The exact amount of energy consumed by artificial intelligence remains a closely guarded secret. With no laws currently mandating AI companies to disclose their energy usage or environmental impact, most firms opt to keep this controversial data under wraps. Compounding the issue, the constant evolution of large language models, which are growing in both complexity and efficiency, makes it exceedingly difficult for external observers to accurately quantify the sector’s true energy footprint.
While a precise figure is elusive, one thing is certain: AI’s energy consumption is massive and expanding at a rapid pace. Goldman Sachs predicts that by 2030, AI data centers will drive a staggering 165% increase in global electricity demand compared to 2023 levels. Similarly, the International Energy Agency (IEA) forecasts that data center electricity consumption will more than double, reaching 945 terawatt-hours by 2030—roughly equivalent to Japan’s current annual electricity usage.
As AI integrates into nearly everything, from customer service and algorithmic management to warfare systems, its energy demands surge. Despite significant improvements in energy efficiency, these gains are often poured back into developing even larger and more power-hungry models, potentially creating the “energy monster” many fear.
This looming energy crisis has captured the attention of policymakers worldwide. Leaders are urgently assessing AI’s potential impact on energy security, particularly in countries like Ireland, Saudi Arabia, and Malaysia, where planned data center development far outpaces projected energy capacity.
AI is a powerful double-edged sword. While it is undeniably a key enabler for accelerating global decarbonization, AI itself—especially large data centers and model training—is an enormous electricity guzzler. The soaring energy demand may rely on fossil fuels in the short term, creating a direct conflict with emission reduction goals.
Last year, Google admitted that its carbon emissions had skyrocketed by 48% over five years, largely due to AI integration. The tech giant had previously committed to achieving net-zero greenhouse gas emissions by 2030. However, AI-powered services require considerably more computing power—and thus electricity—than standard online activities. As AI becomes more deeply embedded into products, meeting these climate targets poses a significant challenge.

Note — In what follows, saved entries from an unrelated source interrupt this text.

PR #5877, opened 2021-05-01
Update components directory owners file

DavidSpek:
This PR adds myself to the owners file of the components directory, so I can coordinate with the authors of outstanding PRs in preparation for the upgrade of Angular (see https://github.com/kubeflow/kubeflow/pull/5805, https://github.com/kubeflow/kubeflow/issues/5525). This PR also functions as a first step towards tackling the issue of unresponsive approvers and reviewers in this repository as stated in the [Contributing to Kubeflow](https://www.kubeflow.org/docs/about/contributing/#quirks-of-the-process) section of the website.

/cc @thesuperzapper @Bobgy

Issue #5722, opened 2021-03-19
Notebook CRD Quantity Validation


yanniszark:
/kind bug

**What steps did you take and what happened:**

1. Initial manifests for the Notebook CRD didn't validate resource quantity field (CPU, Mem) to be string or int.
2. A client used a different value (JWA https://github.com/kubeflow/kubeflow/issues/5641)
3. New manifests (from kubebuilder) validate resource quantity field (CPU, Mem) to be string or int.
4. Existing clients / resources break.

Some questions about this situation:

- **Q:** Why does quantity need to be string or int?
   **A:** Quantity is string or int, because that's what Kubernetes validates as well, so it's the schema that kubebuilder generates. 

- **Q:** How does Kubernetes allow users to write fractional numbers in PodTemplates?
   **A:** Kubernetes mutates the field before persisting it! If we create a Pod/Deployment with CPU 0.1, we will see that it's persisted as 100m. We could mimic this behavior with a MutatingWebhook.

- **Q:** How did it work so far if the value is wrong?
   **A:** The deserializer in Go can actually handle fractional numbers. It's Kubernetes convention that this field must be int or string. See: https://kubernetes.io/docs/reference/kubernetes-api/common-definitions/quantity/#Quantity

**What did you expect to happen:**

To be able to use generated validation schemas from kubebuilder.

**Anything else you would like to add:**

For now, let's use the old CRD. I can think of several ways for solving this in the future:
- Support fractional values in quantity by using a MutatingWebhook, same as Kubernetes.
- Enforce validation, migrate clients and create script to migrate existing resources in a cluster.
- Relax validation to allow fractional values, since Go deserializes them correctly.

YousefRabi:
Getting this error on the kubeflow deployment bash ./pull-upstream step:

fetching package /apps/jupyter/notebook-controller/upstream from https://github.com/kubeflow/manifests to apps/jupyter/notebook-controller/upstream
failed to set "kustomize_manifests_path" automatically in package "apps/jupyter/notebook-controller/upstream" with error: /home/yousofrabi/gcp-blueprints/kubeflow/apps/jupyter/notebook-controller/upstream/crd/patches/old_crd.yaml: wrong Node Kind for  expected: MappingNode was SequenceNode: value: {- # Use the old CRD because of the quantity validation issue:

edi-bice-by:
@YousefRabi see https://github.com/kubeflow/gcp-blueprints/issues/294#issuecomment-889559605

PR #5891, opened 2021-05-07
FIX The number of gpu must be set as string in Kubernetes/Openshift

juliusvonkohout:
@DavidSpek 

The following line https://github.com/kubeflow/kubeflow/blob/c3d97bb125fa4b828bfa59cd427d5cba96952ee6/components/crud-web-apps/jupyter/backend/apps/common/form.py#L279
produces nvidia.com/gpu: 1 instead of nvidia.com/gpu: '1' which lets the pod fail with 

```
2021-05-03 11:31:24,011 | apps.default.routes.post | INFO | Creating Notebook: {'apiVersion': 'kubeflow.org/v1beta1', 'kind': 'Notebook', 'metadata': {'name': 'test1', 'namespace': 'admin', 'labels': {'app': 'test1'}, 'annotations': {'notebooks.kubeflow.org/server-type': 'jupyter'}}, 'spec': {'template': {'spec': {'serviceAccountName': 'default-editor', 'containers': [{'name': 'test1', 'image': '...', 'volumeMounts': [{'mountPath': '/dev/shm', 'name': 'dshm'}], 'env': [], 'resources': {'requests': {'cpu': '0.1', 'memory': '0.25Gi'}, 'limits': {'nvidia.com/gpu': 1}}, 'imagePullPolicy': 'IfNotPresent'}], 'volumes': [{'name': 'dshm', 'emptyDir': {'medium': 'Memory'}}], 'tolerations': []}}}}
2021-05-03 11:31:24,022 | kubeflow.kubeflow.crud_backend.errors.handlers | ERROR | An error occured talking to k8s while working on http://.../api/namespaces/admin/notebooks: (422)
Reason: Unprocessable Entity
HTTP response headers: HTTPHeaderDict({'Audit-Id': '4fc9b971-7e73-48b4-9dda-27a756c7871a', 'Cache-Control': 'no-cache, private', 'Content-Type': 'application/json', 'X-Kubernetes-Pf-Flowschema-Uid': 'e1b1c024-605e-412c-9d64-a8ef267eb67b', 'X-Kubernetes-Pf-Prioritylevel-Uid': '8a864d24-181a-44a6-9ce6-f003c50e5952', 'Date': 'Mon, 03 May 2021 11:31:24 GMT', 'Content-Length': '680'})
HTTP response body: {"kind":"Status","apiVersion":"v1","metadata":{},"status":"Failure","message":"Notebook.kubeflow.org \"test1\" is invalid: spec.template.spec.containers.resources.limits.nvidia.com/gpu: Invalid value: \"integer\": spec.template.spec.containers.resources.limits.nvidia.com/gpu in body must be of type string: \"integer\"","reason":"Invalid","details":{"name":"test1","group":"kubeflow.org","kind":"Notebook","causes":[{"reason":"FieldValueInvalid","message":"Invalid value: \"integer\": spec.template.spec.containers.resources.limits.nvidia.com/gpu in body must be of type string: \"integer\"","field":"spec.template.spec.containers.resources.limits.nvidia.com/gpu"}]},"code":422}
``` 
on openshift 4.7 (kubernetes 1.20) with the GPU operator installed

I would prefer a backport to 1.3.

### DIFF
--- a/components/crud-web-apps/jupyter/backend/apps/common/form.py
+++ b/components/crud-web-apps/jupyter/backend/apps/common/form.py
@@ -281,7 +281,7 @@ def set_notebook_gpus(notebook, body, defaults):
         raise BadRequest("gpus.num is not a valid number: %s" % gpus["num"])
 
     limits = container["resources"].get("limits", {})
-    limits[vendor] = str(num)
+    limits[vendor] = num
 
     container["resources"]["limits"] = limits
 
--- a/components/crud-web-apps/jupyter/backend/apps/common/form.py
+++ b/components/crud-web-apps/jupyter/backend/apps/common/form.py
@@ -281,7 +281,7 @@ def set_notebook_gpus(notebook, body, defaults):
         raise BadRequest("gpus.num is not a valid number: %s" % gpus["num"])
 
     limits = container["resources"].get("limits", {})
-    limits[vendor] = num
+    limits[vendor] = str(num)
 
     container["resources"]["limits"] = limits
 
--- a/components/crud-web-apps/jupyter/frontend/src/app/pages/form/form-default/form-default.component.ts
+++ b/components/crud-web-apps/jupyter/frontend/src/app/pages/form/form-default/form-default.component.ts
@@ -123,6 +123,11 @@ export class FormDefaultComponent implements OnInit, OnDestroy {
     if (typeof notebook.cpu === 'number') {
       notebook.cpu = notebook.cpu.toString();
     }
+    
+    // Ensure GPU input is a string
+    if (typeof notebook.gpus.num === 'number') {
+      notebook.gpus.num = notebook.gpus.num.toString();
+    }
 
     // Remove cpuLimit from request if null
     if (notebook.cpuLimit == null) {
--- a/components/crud-web-apps/jupyter/frontend/src/app/pages/form/form-default/form-default.component.ts
+++ b/components/crud-web-apps/jupyter/frontend/src/app/pages/form/form-default/form-default.component.ts
@@ -123,7 +123,7 @@ export class FormDefaultComponent implements OnInit, OnDestroy {
     if (typeof notebook.cpu === 'number') {
       notebook.cpu = notebook.cpu.toString();
     }
-    
+
     // Ensure GPU input is a string
     if (typeof notebook.gpus.num === 'number') {
       notebook.gpus.num = notebook.gpus.num.toString();


DavidSpek:
I believe this should be handled in the frontend and not the backend. Similar to
https://github.com/kubeflow/kubeflow/blob/6d6b78bcaa53480392c5acb71be578b9b9328e8d/components/crud-web-apps/jupyter/frontend/src/app/pages/form/form-default/form-default.component.ts#L123

Also, do you know if this breaks on OpenShift <1.20 and/or standard Kubernetes installations?

Also related: https://github.com/kubeflow/kubeflow/issues/5722

juliusvonkohout:
> I believe this should be handled in the frontend and not the backend. Similar to
> https://github.com/kubeflow/kubeflow/blob/6d6b78bcaa53480392c5acb71be578b9b9328e8d/components/crud-web-apps/jupyter/frontend/src/app/pages/form/form-default/form-default.component.ts#L123
> 
> Also, do you know if this breaks on OpenShift <1.20 and/or standard Kubernetes installations?
> 
> Also related: #5722

I currently only have a 1.20 cluster. Do you have access to other GPU clusters? I am not that familiar with typescript, but i could try to fix it there, although i guess you would be way faster than me. Is there a CI/CD test for the GPU notebooks?

DavidSpek:
I believe you would need to add this to that section in form-defaults.components.ts.

```ts
if (typeof notebook.gpus.num === 'number') {
  notebook.gpus.num = notebook.gpus.num.toString();
}
```

I could test it on a regular Kubernetes installation, but I am running 1.20 as well. Currently the CI/CD tests are still fairly limited.

juliusvonkohout:
> I believe you would need to add this to that section in form-defaults.components.ts.
> 
> ```ts
> if (typeof notebook.gpus.num === 'number') {
>   notebook.gpus.num = notebook.gpus.num.toString();
> }
> ```
> 
> I could test it on a regular Kubernetes installation, but I am running 1.20 as well. Currently the CI/CD tests are still fairly limited.

Then please test this on kubernetes 1.20. If it works properly there i can try to use google or amazon clusters with cheap gpus.

DavidSpek:
If you can make the suggested change I can build the image from your PR branch.

juliusvonkohout:
i hope, that this does not lead to errors, if the numer of gpus is not specified.

juliusvonkohout:
@DavidSpek  can you give me access to your self-built image, such that i can test on other platforms too?

juliusvonkohout:
@yanniszark this might bei interesting dir 1.3.1 https://github.com/kubeflow/manifests/issues/1890

DavidSpek:
Sorry it took so long for me to look at this, I've been very busy lately. I just tested the image built from this PR (available as `davidspek/jupyter-web-app:gpu-patch-v0.1.0`) and it works as expected. The number of GPUs in the request is a string value and there are no issues scheduling notebooks both with and without GPUs.
@yanniszark I agree that this fix should be included in the  v1.3.1 release.

juliusvonkohout:
Thank you very much.

juliusvonkohout:
@elikatsis @StefanoFioravanzo do you have any objections or can you approve this pull request?

juliusvonkohout:
@DavidSpek it seems that the reviewers are not active anymore. What can we do to advance this pull request?

DavidSpek:
@juliusvonkohout This is a known issue that has been going on for a while with the leads of the Notebooks Working Group. I've been doing my best to try and solve this, but since I'm not one of the leads there is little I can do. I've created https://github.com/kubeflow/kubeflow/pull/5877 to unblock the work in this repository, but the chances of that getting merged are very slim I fear. Maybe, @Bobgy can way in on this.

Bobgy:
/assign @kimwnasptd @thesuperzapper 
Let's try the other owners first?

kimwnasptd:
Hi @juliusvonkohout, thanks for the PR!

I'd like to first understand what the initial issue this PR tries to tackle is. The official K8s docs and the NVIDIA device plugin mention that `nvidia.com/gpu` requires a number https://kubernetes.io/docs/tasks/manage-gpus/scheduling-gpus/ https://github.com/NVIDIA/k8s-device-plugin#running-gpu-jobs.

I want to understand if this is a change in the 1.20 Kubernetes version or has something to do with openshift specifically. Can you verify this error gets reproduced with a smaller version of Kubernetes? 

[ It doesn't have to be a Notebook, it can be any Pod that is using an integer for `nvidia.com/gpu` limits ]

juliusvonkohout:
I tested on openshift 4.7.7 which uses Kubernetes 1.20.0

@davidspek on which platforms did you test? 

Then we know on which other platforms we should test.

DavidSpek:
I tested on Kubernetes 1.20.

juliusvonkohout:
Alright then we should try 1.19 and 1.18. I will try to get access to a kubernetes with a gpu.
I also asked redhat directly whether this is openshift specific. Maybe plain kubernetes accepts string and integers while openshift accepts only strings.

DavidSpek:
@kimwnasptd This seems to be a long running issue with spec validation. See https://github.com/instrumenta/kubeval/issues/22#issuecomment-321498408 and https://groups.google.com/g/kubernetes-sig-api-machinery/c/dLCXrZRwWpU.

TL;DR: "Quantity, when deserialized from JSON, looks at strings.  However, it's getting the raw JSON value so it might have just grandfathered in the support for raw numbers.  I think this was something that was added in Kube 1.0 and thus we're stuck with it."

"resources can take additional properties as long as they are of type quantity. Quantity is defined as":
```json
io.k8s.apimachinery.pkg.api.resource.Quantity: {
  type: "string"
},
```

DavidSpek:
I faced this exact same problem with the CPU field a while back.

kimwnasptd:
> @kimwnasptd This seems to be a long running issue with spec validation. See instrumenta/kubeval#22 (comment) and https://groups.google.com/g/kubernetes-sig-api-machinery/c/dLCXrZRwWpU.
> 
> I faced this exact same problem with the CPU field a while back.

@DavidSpek yes, this seems to be the issue.

@yanniszark looks like the underlying problem is our CRD schema, as you had described in https://github.com/kubeflow/kubeflow/issues/5722 and also reported from @DavidSpek in https://github.com/kubeflow/kubeflow/issues/5641. Using strings instead of numbers can be a short term solution, but what do you think our long term solution should be?

/lgtm

DavidSpek:
@juliusvonkohout Here is the log output:

```
W
> frontend@0.0.0 format:check /mnt/test-data-volume/kubeflow-kubeflow-presubmit-jwa-tests-5891-8774c2d-6512-d63e/src/kubeflow/kubeflow/components/crud-web-apps/jup
yter/frontend
> prettier --check 'src/**/*.{js,ts,html,scss,css}' || node scripts/check-format-error.js
Checking formatting...
[warn] src/app/pages/form/form-default/form-default.component.ts
[warn] Code style issues found in the above file(s). Forgot to run Prettier?
-----------------------------------------------
Please run `npm run format:write` to format your code.
-----------------------------------------------
npm ERR! code ELIFECYCLE
npm ERR! errno 1
npm ERR! frontend@0.0.0 format:check: `prettier --check 'src/**/*.{js,ts,html,scss,css}' || node scripts/check-format-error.js`
npm ERR! Exit status 1
npm ERR!
npm ERR! Failed at the frontend@0.0.0 format:check script.
npm ERR! This is probably not a problem with npm. There is likely additional logging output above.
npm ERR! A complete log of this run can be found in:
npm ERR!     /root/.npm/_logs/2021-06-01T09_53_46_239Z-debug.log
```

juliusvonkohout:
@kimwnasptd please /lgtm again i fixed the whitespace issue.

juliusvonkohout:
Colleagues of mine tested on 1.19.7 OTC kubernetes  (https://open-telekom-cloud.com/de/produkte-services/cloud-container-engine) and it works with strings and integers there. Using integers instead of strings also produces a warning on that platform. So using strings is the official long-term solution i would say.

juliusvonkohout:
> @juliusvonkohout: Cannot trigger testing until a trusted user reviews the PR and leaves an `/ok-to-test` message.

@DavidSpek  can you fix that?

kimwnasptd:
So using strings should be more that enough for now. Thanks for the PR and your time @juliusvonkohout!

/lgtm
/approve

In a rush to address impending energy shortages, both public and private entities across the tech and energy sectors are scrambling to boost production capacity. For Big Tech, the top priority has shifted to securing energy speedily, and in many cases, traditional energy sources offer the fastest solution. Countries are racing to build new power plants and extending the operational life of existing ones, many of which are fossil fuel facilities.
According to data from Global Energy Monitor, more than 85 gas-fired power plants are currently under construction worldwide to meet AI’s energy demand. In the United States, although coal power has been in terminal decline for years, numerous retired plants are now being repurposed—many slated to return to operation as natural gas facilities. While natural gas is cleaner than coal, this shift towards gas may come at the expense of investments in renewable energy projects that could have utilized the same infrastructure and grid connections.